A web of nonprofits like RYSE are dedicated to trying to catch youth before they fall into homelessness and to pull them out if they do. But regulations that make it impossible in most circumstances to provide shelter to teens without the consent of a parent or guardian — and an extreme shortage of beds set aside for them — contribute to a safety net that is frayed at best.
A bill, House Bill 613, now being negotiated in the Legislature, would allow youth to stay in a shelter for up to 90 days without an adult’s consent. It would also make permanent a pilot program called Safe Spaces to create a network of places — from public buses to convenience stores — where youth in trouble could connect with outreach workers to get what they need, including shelter.
But that shelter is hard to come by.
According to the U.S. Department of Housing and Urban Development, there were nine emergency shelter beds reserved for homeless minors under 18 in all of Hawaiʻi last year, a number that includes slots for children homeless with their families, the majority.

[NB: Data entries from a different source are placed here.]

PR #1001, opened 2021-12-07
fix: Add force-replace to 'repo import' command

### LINKED ISSUE #552: Packages which only differ in file name are seen as conflicting when added to a repository
When trying to add a package to a repository (repo add <repo> <package>) which only differs in file name with one that is already in the repository, aptly reports a conflict.  
However, according to the documentation a duplicate package should only occur when packages with same tuple (package name, version, arch) and *different content* are added to the same repository.

## Context
At some point, I have to change certain characters in our package file names.  In particular I change ':' into '-' before I add packages to a FAT filesystem on an ISO.  Later on, when I add the original package to this system's repository which still has a ':' in the filename, this causes a conflict.

I tried to work around the issue by using the '-force-replace=true' flag on the repo add command.  Although this works for adding the package, it later on fails again with a conflict when trying to import a mirror from this repository into another repository.  At this point I'm stuck as the repo import command has no support for a -force-replace flag.

## Details

1. Consider a repo having the package openssh-server_1-6.6p1-2ubuntu2.8_amd64.deb
2. I rename the package to openssh-server_1:6.6p1-2ubuntu2.8_amd64.deb
3. Trying to add the package to the repository fails
```
$ sudo aptly --config packagerepo.json repo add base-repository openssh-server_1:6.6p1-2ubuntu2.8_amd64.deb
Loading packages...
[!] Unable to add package to repo openssh-server_1:6.6p1-2ubuntu2.8_amd64: conflict in package openssh-server_1:6.6p1-2ubuntu2.8_amd64
[!] Some files were skipped due to errors:
  openssh-server_1:6.6p1-2ubuntu2.8+amplidata1_amd64.deb
ERROR: some files failed to be added
```
Note that the error message does seem to indicate that the metadata of the package is twice the same.  (Actually all content is exactly the same, only the filename differs.)
4. When adding -force-replace, it works to add the package.
5. However, this fails later on when on a remote machine:
   1. Create mirror from base-repository: works
   2. Update mirror: works
   3. Import mirror to a local base-repository repository fails
```
aptly --config packagerepo.json  repo import base_mirror base-repository 'Name (~ .*)']. 
Reason: Loading packages...
ERROR: unable to import: conflict in package openssh-server_1:6.6p1-2ubuntu2.8_amd64
```
6. I don't know how to work around as there are no -force-replace flags on these commands.

Rather than providing flags in these commands, I would assume that I don't have to work around these conflicts as they shouldn't really be considered as conflicts in the first place?

fionera:
Fixes #552

## Requirements

## Description of the Change
Add support for the "--force-replace" flag to "repo import"

Why this change is important?
To allow importing repos with duplicate packages

## Checklist

- [ ] documentation updated

### DIFF
--- a/cmd/repo_import.go
+++ b/cmd/repo_import.go
@@ -23,6 +23,7 @@ Example:
 
 	cmd.Flag.Bool("dry-run", false, "don't import, just show what would be imported")
 	cmd.Flag.Bool("with-deps", false, "follow dependencies when processing package-spec")
+	cmd.Flag.Bool("force-replace", false, "when adding package that conflicts with existing package, remove existing package")
 
 	return cmd
 }
--- a/cmd/repo_move.go
+++ b/cmd/repo_move.go
@@ -74,6 +74,7 @@ func aptlyRepoMoveCopyImport(cmd *commander.Command, args []string) error {
 
 	context.Progress().Printf("Loading packages...\n")
 
+
 	dstList, err := deb.NewPackageListFromRefList(dstRepo.RefList(), context.CollectionFactory().PackageCollection(), context.Progress())
 	if err != nil {
 		return fmt.Errorf("unable to load packages: %s", err)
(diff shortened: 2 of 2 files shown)


lbolla:
Tests are missing. Please add more and rebase against master. Cheers!

randombenj:
I will close this as there seems to be a lack of interest for this change, feel free to leave a comment if you want this reopened

PR #1011, opened 2022-01-26
Trigger CI on every push

randombenj:
## Requirements

## Description of the Change

Triggers the CI build/test on every push (https://github.com/aptly-dev/aptly/pull/1010#issuecomment-1021520163) as suggested by @ximon18 

## Checklist

- [ ] ~~documentation updated~~


ximon18:
@randombenj: For some reason your "single" push triggered the workflow three times:
- [here](https://github.com/aptly-dev/aptly/actions/runs/1749551854) for commit 680e97a
- [here](https://github.com/aptly-dev/aptly/actions/runs/1749553601) for commit 4b40d77
- [here](https://github.com/aptly-dev/aptly/actions/runs/1749562475) for commit 7680b93

For the first two Git reports:
> This commit does not belong to any branch on this repository, and may belong to a fork outside of the repository.

I don't see anything [in the documentation](https://docs.github.com/en/actions/using-workflows/events-that-trigger-workflows#push) that explains this. However this may be why in the projects I have worked on the trigger for the `push` event to the main branch and also trigger on the `pull_request` event.

lbolla:
FYI, I've rebased `molior-rebase` against master, so this PR will need rebase against the new `molior-rebase`, too.

randombenj:
@ximon18 That's actually intended as I force pushed 2 times :) 

I would strongly suggest going for `on: push` as not only main and PRs are tested but every single push so you immediately notice when something breaks ;)

randombenj:
@lbolla rebased the changes

ximon18 (approved):

lbolla:
Builds for go 1.13 fail because of the "azure" library, which is using features from go 1.14+: https://pkg.go.dev/net/http#Header.Values

lbolla:
1.17 fails. I've opened a separate ticket: https://github.com/aptly-dev/aptly/issues/1012

randombenj:
@lbolla shall we reenable 1.17?

lbolla (approved):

In addition, in September 2023, a month after the Maui wildfires, the Hale Pono shelter opened in Wailuku offering 13 emergency beds for youth ages 12 to 19.
Aside from those, for the 339 under age 24 considered homeless and alone in the last point-in-time count in 2024, there were just 80 emergency beds statewide — most quickly snapped up by the older among them who don’t need anyone’s consent to use them.
So the teenagers stay deep, hidden in the company of danger and deprivation.
For three teens who lived on Hawaiʻi’s streets, the experience is recent enough to nip at their heels. And each of them recall a distinct turning point when the cycle of their homelessness began to break.
For Honesty Ayala it was that outreach van.
For Aden Campbell-McAngus, it was a Department of Education counselor.
For Kahekile Alip, it was the prospect of returning to the streets after a short-lived housing situation fell apart.
All three actually express gratitude for what they have gone through, and hope that sharing their journey might help another young person find their way to safety.
Here are their stories.
Honesty Ayala

The outreach van was hard to miss – painted with an Oʻahu landscape of mountains, ocean and hibiscus in bright shades of greens, blues and red.
Honesty Ayala stayed away when it pulled up at Ulehawa Beach Park in Waiʻanae, where she lived in a tent with her boyfriend in 2023.
“I got scared,” Ayala said, “I thought they were going to turn me in.”
The van offered services and supplies to homeless youth. But it took several visits before Ayala was willing to approach, reassured by her boyfriend, who knew one of the van’s staffers. She was given a grab bag of toiletries and some food — a military meal ration.
She also took away a small measure of trust in the outreach crew. They were young and many had been homeless themselves.
That was saying a lot for a 17-year-old teenager who had been on and off the streets for nearly three years at that point and barely trusted anyone.
Running And Running
Ayala’s time on the streets had begun after a long string of almost entirely unhappy foster care stints on the Big Island. She’d run away from some. She was removed from others after clashing with her foster families.
At 15, she had ended up on Oʻahu’s North Shore at Pearl Haven, a group home for girls, waiting to be placed with yet another family.
“There was so much drama there,” Ayala said of Pearl Haven.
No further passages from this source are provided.